Quand Zemmour dit « je suis berbère », il dit en même temps « je ne suis pas arabe », et cela dépasse une simple précision identitaire qui serait somme toute innocente. Il rejoue par cette suspecte affirmation identitaire une scène coloniale, anachronique, qui raconte un retour (Reconquête?) aux origines dont il puise une possible revanche sur les supposés revanchards que sont les Indigènes-musulmans comploteurs d’une colonisation à l’envers (invasion, islamisation de la France, tout un vocabulaire que résume l’expression « Grand remplacement »).
Grand prince, il donne tout de même une chance pour les Musulmans de France : l’assimilation. Non, Zemmour, « le Berbère », vous dit qu’il n’est pas islamophobe, il accepterait volontiers les Musulmans dans sa nation reconquise, à charge pour eux de « s’aligner » sur les valeurs de la France dont il a défini, seul, le centre et les contours. Est bon sauvage qui veut bien montrer patte blanche et poncer ses arêtes identitaires, autrement dit l’assimilé qui lui ressemblerait.
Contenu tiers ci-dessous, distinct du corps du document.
PR #481, opened 2023-09-04
422 show titles of previousnext pages in guide navigation buttonslinks

### LINKED ISSUE #422: Show titles of previous/next pages in guide navigation buttons/links
At the moment, the previous/next button on guide pages doesn't show any information about where the guide pages go:

image

Particularly for longer pages, this might mean that a user doesn't know what to expect when they click the link, especially on mobile devices - see example of a longer page below - and we might be expecting them . @helencalderon reminded me that this is an example where we can follow the [Recognition over Recall usability heuristic](https://www.nngroup.com/articles/ten-usability-heuristics/#:~:text=%236%3A%20Recognition%20rather%20than%20recall).

@markconroy did [some work](https://github.com/essexcountycouncil/send-lgdrupal/blob/main/web/themes/custom/anrt_lgd/templates/block/guides-prev-next-block.html.twig) on this for send.essex.gov.uk, which brings this more in line with the existing essex.gov.uk and the way that GOV.UK does it. Mark, if this was something that others wanted in LGD, I don't know how long this would take to move across?

image

Example of this interaction in context:

alexburrows:
Notification_Center

This is based off @markconroy css / markup approach and has been modified to allow the settings option we have via the block

### DIFF
--- a/css/components/guide-nav.css
+++ b/css/components/guide-nav.css
@@ -37,25 +37,3 @@
   margin-top: var(--spacing-largest);
   margin-bottom: var(--spacing-largest);
 }
-
-.lgd-prev-next__link {
-  flex-wrap: wrap;
-  padding: var(--spacing-smaller);
-  text-decoration: none;
-}
-
-.lgd-prev-next__label {
-  font-weight: bold;
-}
-
-.lgd-prev-next__icon {
-  margin-top: var(--spacing-smallest);
-}
-
-.lgd-prev-next__title {
-  width: 100%;
-}
-
-.lgd-prev-next__list-item--prev .lgd-prev-next__title {
-  padding-left: var(--spacing-large);
-}
--- a/css/components/guide-nav.css
+++ b/css/components/guide-nav.css
@@ -24,3 +24,42 @@
   display: inline;
   font-weight: bold;
 }
+
+.lgd-guide-nav__list-item--active {
+  font-weight: bold;
+}
+
+.lgd-guide-nav__list-item > a {
+  font-weight: normal;
+}
+
+.block-localgov-guides-contents {
+  margin-top: var(--spacing-largest);
+  margin-bottom: var(--spacing-largest);
+}
+
+.lgd-prev-next__link {
+  flex-wrap: wrap;
+  padding: var(--spacing-smaller);
+  text-decoration: none;
+}
+
+.lgd-prev-next__link  > .lgd-prev-next__label {
+  font-weight: bold;
+}
+
+a.lgd-prev-next__link .lgd-prev-next__label {
+  font-weight: bold;
+}
+
+.lgd-prev-next__icon {
+  margin-top: 3px;
+}
+
+.lgd-prev-next__title {
+  width: 100%;
+}
+
+.lgd-prev-next__list-item--prev .lgd-prev-next__title {
+  padding-left: var(--spacing-large);
+}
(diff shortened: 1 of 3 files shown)


css/components/guide-nav.css
```diff
@@ -24,3 +24,42 @@
...
+.block-localgov-guides-contents {
+  margin-top: var(--spacing-largest);
+  margin-bottom: var(--spacing-largest);
+}
+
+.lgd-prev-next__link {
+  flex-wrap: wrap;
+  padding: var(--spacing-smaller);
+  text-decoration: none;
+}
```
markconroy: Can you check that this `flex-wrap` works? Without a `display: flex`, I'm not sure it will.

css/components/guide-nav.css
```diff
@@ -24,3 +24,42 @@
...
+
+.lgd-prev-next__link  > .lgd-prev-next__label {
+  font-weight: bold;
+}
+
+a.lgd-prev-next__link .lgd-prev-next__label {
+  font-weight: bold;
+}
```
markconroy: Can this all be reduced to something like:
```
.lgd-prev-next__label {
  font-weight: bold;
}
```

This looks like it's it's the same element being set to `bold` twice.

css/components/guide-nav.css
```diff
@@ -24,3 +24,42 @@
...
+
+.lgd-prev-next__icon {
+  margin-top: 3px;
```
markconroy: Let's use a variable here such as `--spacing-smallest`

markconroy (commented):
Thanks for this Alex, looks really good. I've just a few teeny, weeny requests and then we're ready to merge.

css/components/guide-nav.css
finnlewis: @alexburrows , just discussing at Merge Monday and @markconroy just wanted to check on the flex-wrap question.

finnlewis:
How's this looking @markconroy ?

markconroy:
Same as last week, we're still waiting on @alexburrows to verify the `flex-wrap` item if there is no `display: flex` for that item.

If we don't want to wait for that, I'm happy for this to be merged and we can file a follow-up/clean-up issue if we need it later.

alexburrows:
sorry comment showed pending, so the code without it in place breaks the alignment. Where as how we have it now works

finnlewis:
Sorry @alexburrows , could you confirm that `flex-wrap` is intended on `.lgd-prev-next__link` ?

https://github.com/localgovdrupal/localgov_base/pull/481/files#diff-739d0a730f224dcf99050f50bd6b64923dfd1b866f46a784e67617353d167ae1R41-R42

I think @markconroy 's comment was asking if this had any effect without `display: flex`

> 
> Member
> @[markconroy](https://github.com/markconroy) markconroy [3 weeks ago](https://github.com/localgovdrupal/localgov_base/pull/481#discussion_r1315042472)
> Can you check that this flex-wrap works? Without a display: flex, I'm not sure it will.
>

markconroy:
I found the reason we had no `display: flex` - the `display: flex` is in the prev-next.css file and this PR puts `prev-next` classes into  the `guide-nav.css` file. 

I've moved the code to the correct file now. Any one want to give it another quick test? I think it's ready to merge.

stephen-cox (approved):
Looking good.

Only thing I suggest is turning the title on by default, but I'll open an issue in Guides for that.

Ne proclame-t-il pas qu’il est un modèle d’assimilation réussie ?
Zemmour s’appelle Eric. Il serait bien inspiré, s’il ne veut pas être pris en défaut de cohérence avec son offensive contre les prénoms musulmans, de donner l’exemple en « francisant » son patronyme. Il pourrait ainsi se prévaloir d’une assimilation complète. Les Berbères n’en seraient que soulagés...

A. Wamara


(1) Tracts (N°34). Zemmour contre l'histoire. Collectifs. Gallimard, 2022.